Kurt masalı, başlığı al kızın masalı bu kadar güzel uyarlanabilir mi? Nineciğim bu izler de ne böyle? Onlar anılarımın imzaları. (kitaptaki en güçlü cümle: “Hayat bir şeyleri unutacak kadar uzun sürdüğünde, anılar yüzümüze yerleşir.”)  Nineciğim şu derin çukur peki? Dedenle tanışmam, babanın doğumu…  

İlk yıldız göz kırptığında, nine başlıyor tavus kuşlu masalına. Ağır kuyruğundan dolayı uçamayıp mutsuzlandığı masala. Yazarın ince nakışlarının gerilim üretip gerilimi dindirdiği an tam da masalın ortasına denk geliyor. Duyduğunu, dinlediğini hatırlayan, demleyip anlatan, kuşaktan kuşağa ezberindekileri aktaran nine susuyor. Dağ-taş, kurbağa-cırbağa, börtü-böcek cümlesi de peşi sıra… Sükuta aşina, konuşmaya nazlı birinin susması değil bu, hayatını seslendirenin sesinin kesilmesi. Yazılı harfleri okuyanlar okurgeçer hikayeyi, ancak varlığı masalına mazruf olmuş kişi masalını yitirince evrenin orta yerinde şapaşaşkın düşüp kalır. 

Bunca yıl ninesi tutmamış mıydı ellerinden, kolu kanadı olmamış mıydı masallar? Kılavuzu yolu unutmuşken Lori kimi dinleyecek, nereye gidecekti? Sığınağına beton dökülmüş gibi hissediyordu Lori. Zarfsız kuşlardan kimselerin haberi yoktu. 

Yazarın samimi okul eleştirisi çözüm önerisiyle birlikte geliyor. Duvarlar, sınırlar, kalabalık ve gürültü içinden sıyrılıyor masalın sesi. Ses, söz olup uçamıyorsa, kaleme konup yazıya dönüşüyor. Kanadı kırık yabani bir  kuşu sarıp sarmalamaya benziyor bu durum. Kadim ile modern arasındaki alışverişi, oyunu yavaşlatmayıp kalkındıran paslaşmayı pek kıvamında yansıtıyor oyun kurucu. 
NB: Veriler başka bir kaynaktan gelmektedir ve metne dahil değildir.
PR #1818, opened 2023-02-08
Fix issue in TabPanels causing extra content to render twice

### LINKED ISSUE #1790: Duplicated "extra" (renders_one)  when alignment is on the right side.
Hi,

I'm seeing a very weird behavior with the usage of `Primer::Alpha::TabPanels`.

The `extra`  (renders_one) is being displayed both on the left and right side if configured to be on the right side.

This is happening on production environment only, which is even more weird to me. On Staging environment it works as expected. 
I was able to reproduce it locally after changing env vars to "production", but unfortunately not to the point I can create a PR to share.
 
Some env settings:
```
Ruby 3.1.2p20
rails 7.0.4.2
gem "primer_view_components", "~> 0.0.119"
gem "view_component", "~> 2.82.0"
gem "view_component-contrib", "~> 0.1.2"
```

Teh code have a custom component that is using `Primer::Alpha::TabPanels`. This custom component has a `renders_one :extra_content`.
This is the component code

```ruby
class Shared::TabPanel::Component < ApplicationViewComponent
  option :label
  renders_many :items # (code simplified)

  renders_one :extra_content
end

<%= render(Primer::Alpha::TabPanels.new(label: label, display: :flex, body_arguments: { flex: 1 })) do |component| %>
  <% items.each do |item| %>
    <% component.with_tab(id: item.id, selected: item.selected) do |t| %>
      <% t.with_text { item.title } %>
      <% t.with_panel(classes: class_for(:panel)) do %>
        <%= item %>
      <% end %>
    <% end %>
  <% end %>

  <% component.with_extra(align: :right) do %>
    <%= extra_content %>
  <% end %>
<% end %>
```

What I noticed while debugging (with simple `puts` and changing the gem code locally) is that `@align` always starts with `:left` 
and then is changed to `:right`
on the code from 
https://github.com/primer/view_components/blob/972dd7bd92e79b2e8b54555f91770c4c1b280709/app/components/primer/alpha/tab_panels.html.erb#L3-L9
so the line with `<%= extra if @align == :left %>` always evaluates to true and renders the `extra`. 

Any help is appreciated.
Thank you for the great work on primer.
Best,

camertron:
### Description

The `TabPanels` component appears to double-render the `extra` slot in certain scenarios. It happens only when:

1. The `extra` slot setter is called with `align: :right`, eg:

    ```ruby
    render(Primer::Alpha::TabPanels.new) do |component|
      component.with_extra(align: :right) { "Foo" }
    end
    ```
1. In production environments.

In development, the `validate_single_selected_tab` method  calls the `tabs` slot getter, which causes view_component to eagerly evaluate `TabPanel`'s content. Doing so calls the `extra` slot setter _before_ the component is rendered, which correctly sets the `@align` instance variable to `:right`.

In production, `TabPanel`'s content is not eagerly evaluated, and the `extra` slot setter is called _during_ render instead. Since `@align` is set to `:left` in the constructor, `<%= extra if @align == :left %>` emits the `extra` content. Eventually the `extra` slot setter is called, which sets `@align` to `:right` and causes `<%= extra if @align == :right %>` to emit the `extra` content a second time.

This PR eagerly evaluates slots by calling `content` in `before_render`.

Fixes #1790 

### Integration

### Merge checklist

- [x] Added/updated tests

### DIFF
--- a/.changeset/flat-cups-press.md
+++ b/.changeset/flat-cups-press.md
@@ -1,0 +1,5 @@
+---
+'@primer/view-components': patch
+---
+
+Fix issue in TabPanels causing extra content to render twice
--- a/app/components/primer/alpha/tab_panels.rb
+++ b/app/components/primer/alpha/tab_panels.rb
@@ -77,6 +77,13 @@ module Primer
         @body_arguments[:role] = :tablist
         @body_arguments[:"aria-label"] = label
       end
+
+      def before_render
+        # Eagerly evaluate content to avoid https://github.com/primer/view_components/issues/1790
+        content
+
+        super
+      end
     end
   end
 end
--- a/test/components/alpha/tab_panels_test.rb
+++ b/test/components/alpha/tab_panels_test.rb
@@ -87,6 +87,7 @@ class PrimerAlphaTabPanelsTest < Minitest::Test
   end
 
   def test_does_not_double_render_extra_content_in_production
+    # rubocop:disable Rails/Inquiry
     Rails.stub(:env, "production".inquiry) do
       # Since we've forced ourselves into the prod environment and there's no secret key base
       # configured for prod, we have to fake it by setting the appropriate environment variable.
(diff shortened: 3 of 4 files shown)


jonrohan (approved):
Great catch

khiga8 (approved):
amazing find. thank you!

Sözlü kültür için görece yozlaşmayı temsil eder yazıya geçiş. Dilin doğallığı bozulur. Okumaya başlayan kendi sesini uzaktan duymaya başlar. Her şeyi kayıt altına aldığını sanan insanın tarihi aldanmasıdır bu. İki kanat olmadan uçmayı başardığı anda gökyüzü yavanlaşır, uzay hayret merkezi olmaktan çıkıp bilgi bankasına dönüşür. Söz yazıya, ezber kayda muhtaçtır diye geveleyip dursa da insan evladı, en az o kadar kayıt ezbere, yazı söze, söz sese muhtaçtır. Bu döngü korur geçmişle geleceği. Hatıralar hayalleri mayalar. Hayaller hatıraları cilalar. 
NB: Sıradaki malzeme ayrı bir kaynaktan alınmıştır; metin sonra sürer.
PR #1823, opened 2023-02-10
Lint for reserved HTML classes

neall:
### Description

This linter checks for HTML classes that we consider "internal" to Primer ViewComponents.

Öğretmenin sınıfa getirdiği kitapla silkinir hüznünden Lori. Kitabın kapağındaki tavus kuşu ninesinin masalına teyellenir. Okul o kadar da kötü değilmiş meğer. Yazar burada bir buluşma noktası önerircesine, hayata değenin öğretildiği, dinlemekten bıkmayacaklarımızı okuduğumuz okula yeşil ışık yakar. Peki iyi öğretmen; imkanı genişleten, çözüm üreten, çocuk sayısınca öğretme biçimi icat eden kutlu kişi değil mi? 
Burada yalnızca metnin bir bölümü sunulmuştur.